Scan the records for the string "recommended" and copy every line that holds it.

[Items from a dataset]
--------------------------------------------------

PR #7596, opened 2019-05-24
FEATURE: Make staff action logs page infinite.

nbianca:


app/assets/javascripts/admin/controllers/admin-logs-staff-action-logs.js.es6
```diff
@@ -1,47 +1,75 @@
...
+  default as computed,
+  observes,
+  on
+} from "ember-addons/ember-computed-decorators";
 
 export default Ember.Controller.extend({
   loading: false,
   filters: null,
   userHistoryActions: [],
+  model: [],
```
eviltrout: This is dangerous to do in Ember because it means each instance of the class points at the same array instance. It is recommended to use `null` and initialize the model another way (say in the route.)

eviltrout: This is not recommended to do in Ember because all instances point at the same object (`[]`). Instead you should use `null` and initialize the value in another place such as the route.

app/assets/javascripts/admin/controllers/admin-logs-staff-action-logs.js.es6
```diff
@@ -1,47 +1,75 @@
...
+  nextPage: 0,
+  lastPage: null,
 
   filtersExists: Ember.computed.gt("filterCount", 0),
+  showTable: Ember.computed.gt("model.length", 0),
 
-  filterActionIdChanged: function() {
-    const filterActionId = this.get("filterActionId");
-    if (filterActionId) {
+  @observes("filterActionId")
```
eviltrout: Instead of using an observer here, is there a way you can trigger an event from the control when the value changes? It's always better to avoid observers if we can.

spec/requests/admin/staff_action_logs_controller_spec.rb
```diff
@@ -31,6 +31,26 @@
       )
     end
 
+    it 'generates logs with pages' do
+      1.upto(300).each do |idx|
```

--------------------------------------------------

## Problem solution
eviltrout: This is dangerous to do in Ember because it means each instance of the class points at the same array instance. It is recommended to use `null` and initialize the model another way (say in the route.)
eviltrout: This is not recommended to do in Ember because all instances point at the same object (`[]`). Instead you should use `null` and initialize the value in another place such as the route.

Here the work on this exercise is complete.